What is needed >>
One number is the whole answer: the tally of lines in the records that include the word "linter".

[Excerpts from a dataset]
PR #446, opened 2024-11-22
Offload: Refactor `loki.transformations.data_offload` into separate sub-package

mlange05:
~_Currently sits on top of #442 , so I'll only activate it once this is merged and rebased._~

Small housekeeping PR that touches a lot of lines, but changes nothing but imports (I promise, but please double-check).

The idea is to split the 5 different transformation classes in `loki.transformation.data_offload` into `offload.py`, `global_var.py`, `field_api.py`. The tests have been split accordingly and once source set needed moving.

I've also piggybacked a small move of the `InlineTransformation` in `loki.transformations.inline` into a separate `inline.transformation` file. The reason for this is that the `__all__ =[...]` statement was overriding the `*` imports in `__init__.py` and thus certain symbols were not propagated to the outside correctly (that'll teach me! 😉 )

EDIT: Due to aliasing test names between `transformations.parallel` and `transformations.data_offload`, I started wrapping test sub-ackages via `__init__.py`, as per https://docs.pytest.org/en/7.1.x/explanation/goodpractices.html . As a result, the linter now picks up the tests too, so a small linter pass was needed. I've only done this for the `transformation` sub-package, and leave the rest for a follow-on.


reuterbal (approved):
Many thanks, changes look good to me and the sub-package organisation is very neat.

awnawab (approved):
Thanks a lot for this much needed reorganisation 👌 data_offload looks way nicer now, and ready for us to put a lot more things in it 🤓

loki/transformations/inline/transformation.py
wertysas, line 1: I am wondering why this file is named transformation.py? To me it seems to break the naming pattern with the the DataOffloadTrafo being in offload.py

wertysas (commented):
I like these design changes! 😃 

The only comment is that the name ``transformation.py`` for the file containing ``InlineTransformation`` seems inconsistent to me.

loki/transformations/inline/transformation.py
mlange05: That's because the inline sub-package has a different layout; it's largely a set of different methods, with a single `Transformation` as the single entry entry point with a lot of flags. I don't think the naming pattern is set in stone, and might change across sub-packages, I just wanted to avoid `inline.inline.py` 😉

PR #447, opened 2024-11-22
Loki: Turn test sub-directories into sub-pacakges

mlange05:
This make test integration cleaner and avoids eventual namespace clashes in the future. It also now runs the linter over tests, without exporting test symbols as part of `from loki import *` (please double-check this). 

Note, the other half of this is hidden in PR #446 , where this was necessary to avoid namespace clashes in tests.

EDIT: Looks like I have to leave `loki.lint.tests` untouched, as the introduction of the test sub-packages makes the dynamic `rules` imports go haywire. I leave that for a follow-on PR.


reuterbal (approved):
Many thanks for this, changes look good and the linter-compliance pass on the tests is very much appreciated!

Output for this exercise >>
3